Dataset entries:
Issue #1437, opened 2024-02-14
Remove at risk issue markers for property extension points.


msporny:
The WG discussed the process for removing "AT RISK" issue markers for properties and property sections during the call today. The following was the agreed-upon process (see transcript below). In order for an "AT RISK" marker to be removed, and the property to remain in the specification, the section MUST:

1. Update the example to use an extension specification that has been implemented, and values that utilize the extension point.
2. Have the `type` field specified, using a type specified by the extension specification.
3. A test in the VCDM v2.0 test suite that tests the example by issuing a VC that contains the example.
4. Result in at least two implementations issuing a conforming VC that contains the example.

The following property extension points are currently at risk:

* confidenceMethod
* evidence
* refreshService
* renderMethod
* termsOfUse

iherman:
The issue was discussed in a [meeting](https://www.w3.org/2017/vc/WG/Meetings/Minutes/2024-02-14-vcwg#section2-1) on 2024-02-14

- no resolutions were taken

<details><summary><i>View the transcript</i></summary>

#### 2.1. Remove the at risk issue marker for `Evidence` (issue vc-data-model#1303)

_See github issue [vc-data-model#1303](https://github.com/w3c/vc-data-model/issues/1303)._




**Michael Jones:** looking at 1303 first Remove the at risk issue marker for Evidence.  

> *Manu Sporny:* See [section in the spec](https://w3c.github.io/vc-specs-dir/#evidence).

**Manu Sporny:** question for the group: Jefferey Yaskin asked for a mini-registry and to be done with this. we could do that. w.r.t tests what did we say we would do? I have two recollections.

__To do__
Your reply should hold all the entries, each repeated without a single change.

__Solution to this problem__
Issue #1437, opened 2024-02-14
Remove at risk issue markers for property extension points.


msporny:
The WG discussed the process for removing "AT RISK" issue markers for properties and property sections during the call today. The following was the agreed-upon process (see transcript below). In order for an "AT RISK" marker to be removed, and the property to remain in the specification, the section MUST:

1. Update the example to use an extension specification that has been implemented, and values that utilize the extension point.
2. Have the `type` field specified, using a type specified by the extension specification.
3. A test in the VCDM v2.0 test suite that tests the example by issuing a VC that contains the example.
4. Result in at least two implementations issuing a conforming VC that contains the example.

The following property extension points are currently at risk:

* confidenceMethod
* evidence
* refreshService
* renderMethod
* termsOfUse

iherman:
The issue was discussed in a [meeting](https://www.w3.org/2017/vc/WG/Meetings/Minutes/2024-02-14-vcwg#section2-1) on 2024-02-14

- no resolutions were taken

<details><summary><i>View the transcript</i></summary>

#### 2.1. Remove the at risk issue marker for `Evidence` (issue vc-data-model#1303)

_See github issue [vc-data-model#1303](https://github.com/w3c/vc-data-model/issues/1303)._




**Michael Jones:** looking at 1303 first Remove the at risk issue marker for Evidence.  

> *Manu Sporny:* See [section in the spec](https://w3c.github.io/vc-specs-dir/#evidence).

**Manu Sporny:** question for the group: Jefferey Yaskin asked for a mini-registry and to be done with this. we could do that. w.r.t tests what did we say we would do? I have two recollections.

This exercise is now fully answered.